Entries shown =>
_ _ _ _ _

PR #373, opened 2023-03-23
7.5.1 Patch

UTDZac:
Release Notes:
- [7.5.1] Fixed an issue with clicking View Log would open a file prompt if using the Premade ROMs Quickload setting.
- [7.5.1] Fixed inaccurate encounter rate percentages for Route 103 in Emerald


jtigues (approved):
Looks good.

PR #375, opened 2023-03-23
7.5.2 Patch

UTDZac:
Release Notes:
- [7.5.2] Fixed bug where log viewer would not update to the current log for generated roms
- [7.5.2] While using Bizhawk 2.9-rc2, form popups like taking notes no longer crash the Tracker
- [7.5.2] The Last Damage taken label during doubles battle is now a bit more clear


Fellshadow (approved):
looks good to me

PR #377, opened 2023-03-27
InfoScreen Header Adjustments

Fellshadow:
- Adds `Drawing.drawHeader`, which functions similarly to `Drawing.drawText` but instead using `Constants.Font.HEADERSIZE` as the default font size (set to 16)
- Changes the InfoScreen headers from size 12 bold font to size 16 regular font, to space the text out better horizontally to be more legible
- As a result, elements on the InfoScreen pages for pokémon and moves had to be adjusted, as the header takes up more horizontal space than before

Example images of how the changed InfoScreens look with the update:
image
image
image

### DIFF
--- a/ironmon_tracker/Constants.lua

_ _ _ _ _

Your response should consist solely of the lines from the one containing "- [7.5.2] Fixed" to the end of the entries, both ends included, exactly as they appear.

- [7.5.2] Fixed bug where log viewer would not update to the current log for generated roms
- [7.5.2] While using Bizhawk 2.9-rc2, form popups like taking notes no longer crash the Tracker
- [7.5.2] The Last Damage taken label during doubles battle is now a bit more clear


Fellshadow (approved):
looks good to me

PR #377, opened 2023-03-27
InfoScreen Header Adjustments

Fellshadow:
- Adds `Drawing.drawHeader`, which functions similarly to `Drawing.drawText` but instead using `Constants.Font.HEADERSIZE` as the default font size (set to 16)
- Changes the InfoScreen headers from size 12 bold font to size 16 regular font, to space the text out better horizontally to be more legible
- As a result, elements on the InfoScreen pages for pokémon and moves had to be adjusted, as the header takes up more horizontal space than before

Example images of how the changed InfoScreens look with the update:
image
image
image

### DIFF
--- a/ironmon_tracker/Constants.lua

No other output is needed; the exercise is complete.